▸ **Work to be completed**
Set down exactly the lines from the one containing "If empty_cache is" through the end of the records below, both included, and nothing else.

▸ **Given records**
PR #7587, opened 2025-04-13
Added explicit memory management during the VAE decode process.

KBRASK:
Hello, I noticed that during the VAE decode process, the feature maps as intermediate variables were not explicitly deleted, which led to unnecessary CUDA out of memory errors. I have fixed this by explicitly deleting the intermediate variables.


comfyanonymous:
I can't merge this as is because it would break on non cuda devices but does it actually improve things?


h = h_new does "del" the h variable. del doesn't actually delete anything, it only removes that reference to the object.

KBRASK:
@comfyanonymous Hi, thank you for your review.
In this section, during the iterative upsampling process, the feature map h continuously accumulates, which is a significant reason for the CUDA out of memory errors.
I removed the reference to the old h and then used torch.cuda.empty_cache(). This allows the memory for the unused h tensor to be freed. This approach can reduce the peak VRAM usage during the VAE decoding process in ComfyUI by 40%.

KBRASK:
You are correct that non-CUDA devices cannot use torch.cuda.empty_cache() to release VRAM. However, this step is quite important for CUDA devices. I can add logic here to check if CUDA is available and apply this optimization specifically for CUDA devices.

KBRASK:
I can also show you the difference in VRAM usage during the VAE decoding stage, comparing the results with and without explicit memory management.
Previously (in the original logic), all feature maps generated during upsampling were kept in memory until the entire decoding phase was finished, at which point they were all released together.
Now (in the new logic), we clear the previous feature map immediately after each upsampling step. This avoids it taking up VRAM unnecessarily.

chaObserv:
> You are correct that non-CUDA devices cannot use torch.cuda.empty_cache() to release VRAM. However, this step is quite important for CUDA devices. I can add logic here to check if CUDA is available and apply this optimization specifically for CUDA devices.

If empty_cache is needed, comfy.model_management.soft_empty_cache() might be better for compatibility.

KBRASK:
@chaObserv Thank you for your valuable suggestion! I have already replaced torch.cuda.empty_cache() with model_management.soft_empty_cache() to support non-CUDA devices.

alexisrolland:
Closing it as stale.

▸ **Exercise output**
If empty_cache is needed, comfy.model_management.soft_empty_cache() might be better for compatibility.

KBRASK:
@chaObserv Thank you for your valuable suggestion! I have already replaced torch.cuda.empty_cache() with model_management.soft_empty_cache() to support non-CUDA devices.

alexisrolland:
Closing it as stale.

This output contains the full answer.